Pumas: Bernal; Verón, Pikolín, Velarde, Castro; Chiapas (Cacho 76’), Leandro (Fuentes 90+1’), Palencia (Orrantía 62’), Cortés; Bravo, López. DT Guillermo Vázquez
Goles: 0-1 Bravo (1’), 0-2 Cacho (p83’).
Árbitro: Marco Rodríguez expulsó a Cervantes al minuto 42.
Incidencias: Partido de vuelta, Cuartos de Final, disputado en el Estadio Azul, que presentó lleno.

Al principio de la temporada Guillermo Vázquez Herrera declaraba, tímido, que los Pumas dejarían atrás su faceta de defensivos y la afición por fin vería a su conjunto vertical, ofensivo y espectacular. De entre las risas, Universidad fue haciéndose un espacio de respeto. Les costó, lo sufrieron y hasta por un pelo se quedan fuera de la Liguilla. Pero hoy, los Pumas de Memo eliminaron al líder de la competencia y revolucionaron la historia escrita y mandada a favorecer a los cementeros.

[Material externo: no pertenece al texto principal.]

PR #115, opened 2021-07-07
Renamed slots and method names

LWMcClymont:
Changed names of slots in file AddOnOptionsController to work with PySide's slot signature to avoid the following errors received on Linux: 

qt.core.qmetaobject.connectslotsbyname: QMetaObject::connectSlotsByName: No matching signal for on_customContextMenuRequested_Window(QPoint)

qt.core.qmetaobject.connectslotsbyname: QMetaObject::connectSlotsByName: No matching signal for on_customContextMenuRequested_Organ(QPoint)

qt.core.qmetaobject.connectslotsbyname: QMetaObject::connectSlotsByName: No matching signal for on_customContextMenuRequested_Volume(QPoint) 

Also changed method names to align with the naming conventions.

### DIFF
--- a/src/Controller/AddOnOptionsController.py
+++ b/src/Controller/AddOnOptionsController.py
@@ -97,7 +97,7 @@ class AddOnOptions(QtWidgets.QMainWindow, UIAddOnOptions):
         self.import_data(data)
         self.treeList.expandAll()
         # fill the corresponding tables with the corresponding data from the csv files
-        self.fillTables()
+        self.fill_tables()
         self.treeList.setEditTriggers(
             QtWidgets.QTreeView.NoEditTriggers
         )  # make the tree entries not editable
@@ -398,12 +398,12 @@ class AddOnOptions(QtWidgets.QMainWindow, UIAddOnOptions):
     #                                                                                                                 #
     ###################################################################################################################
 
-    def fillTables(self):
+    def fill_tables(self):
         # Fill the Windowing table
-        with open(resource_path("data/csv/imageWindowing.csv"), "r") as fileInput:
-            next(fileInput)
+        with open(resource_path("data/csv/imageWindowing.csv"), "r") as file_Input:
+            next(file_Input)
             i = 0
-            for row in fileInput:
+            for row in file_Input:
                 items = [
                     QTableWidgetItem(str(item.replace("\n", "")))
                     for item in row.split(",")
@@ -416,10 +416,10 @@ class AddOnOptions(QtWidgets.QMainWindow, UIAddOnOptions):
                 i += 1
 
         # organ names table
-        with open(resource_path("data/csv/organName.csv"), "r") as fileInput:
-            next(fileInput)
+        with open(resource_path("data/csv/organName.csv"), "r") as file_Input:
+            next(file_Input)
             i = 0
-            for row in fileInput:
+            for row in file_Input:
                 items = [
                     QTableWidgetItem(str(item.replace("\n", "")))
                     for item in row.split(",")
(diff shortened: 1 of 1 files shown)


src/Controller/AddOnOptionsController.py
```diff
@@ -398,12 +398,12 @@ def accepting(self):
     #                                                                                                                 #
     ###################################################################################################################
 
-    def fillTables(self):
+    def fill_tables(self):
         # Fill the Windowing table
-        with open(resource_path("data/csv/imageWindowing.csv"), "r") as fileInput:
-            next(fileInput)
+        with open(resource_path("data/csv/imageWindowing.csv"), "r") as file_Input:
```
sjswerdloff, line 403: if refactoring with renaming to meet python standards/defaults...
I believe that snake case for variables is appropriate,
file_input
rather than snake plus Camel Case...

sjswerdloff (approved):
While I'm approving, please consider the comment regarding snake case vs. snake + Camel case

src/Controller/AddOnOptionsController.py
```diff
@@ -147,7 +147,7 @@ def open_link(self, item):
     ######################################################################################################
     # windowing
     @Slot(QtCore.QPoint)
-    def on_customContextMenuRequested_Window(self, pos):
+    def on_customContextMenuRequestedWindow(self, pos):
```
sjswerdloff, line 150: But I don't see the change in signature other than the renaming, nor a change in annotation

src/Controller/AddOnOptionsController.py
```diff
@@ -116,15 +116,15 @@ def __init__(self, window):  # initialization function
         # adding the right click menus for each table
         self.table_view.setContextMenuPolicy(QtCore.Qt.ContextMenuPolicy.CustomContextMenu)
         self.table_view.customContextMenuRequested.connect(
-            self.on_customContextMenuRequested_Window
+            self.on_customContextMenuRequestedWindow
```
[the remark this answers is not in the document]
LWMcClymont: Although my understanding is still foggy, from what I can understand slots shouldn't be named in the format on_X_X as it conflicts with the default slot signature of on_<name_of_object>_<action>.

I should have worded the PR better, sorry for the confusion.

src/Controller/AddOnOptionsController.py
LWMcClymont: By renaming the slots (removing the last underscore) it solves the issue.
The next question would be is this appropriate? 
For example would onCustomContextMenuRequestedWindow be more appropriate than  on_customContextMenuRequestedWindow?

src/Controller/AddOnOptionsController.py
LWMcClymont: snake_case is correct, unfortunately I missed the capital "I". Thank you for pointing that out.

src/Controller/AddOnOptionsController.py
LWMcClymont: I'm still learning this - Any input you have to further my understanding is more than welcome!

sjswerdloff: The key thing is that the renaming is the fix.
I don't know anything about the signal and slot naming conventions.   I think Matthew is our local expert.

src/Controller/AddOnOptionsController.py
sjswerdloff: Please update with a commit or create a separate issue for follow up.
Prefer an update / commit because this code is exactly what was touched.

src/Controller/AddOnOptionsController.py
sjswerdloff: > I'm still learning this - Any input you have to further my understanding is more than welcome! 

That's what code review is good for.
We know that the teams are going through a learning curve and the biggest contribution I can make is helping individuals through the learning curve.

src/Controller/AddOnOptionsController.py
LWMcClymont: I've just pushed a commit up to fix this, thank you!

src/Controller/AddOnOptionsController.py
LWMcClymont: Thank you Stuart, it is well appreciated, and will continue to be appreciated throughout the year. Cheers!

sjswerdloff (approved):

Se abalanzaron sobre Cruz Azul desde el principio. Bravo, como un demonio, coloreó un golazo legendario digno de llevar a cuestas con la diez en la espalda. Hizo un amague y disparó una bala teledirigida a convulsionar el destino glorioso celeste. Nada que hacer para Corona que simplemente adornó mejor la fotografía colocada en el ángulo por el argentino.

Siguió la intensidad. Contrario al duelo de ida, que aunque no estuvo tan malo careció de argumentos de postemporada, este cotejo de vuelta se vivió al borde del infarto. Iban y venían. Por lo menos antes de que se firmara la media hora de juego, Universidad había despreciado cuatro jugadas clarisímas de gol. Dante, Palencia, Cortés y Pikolín, incluso.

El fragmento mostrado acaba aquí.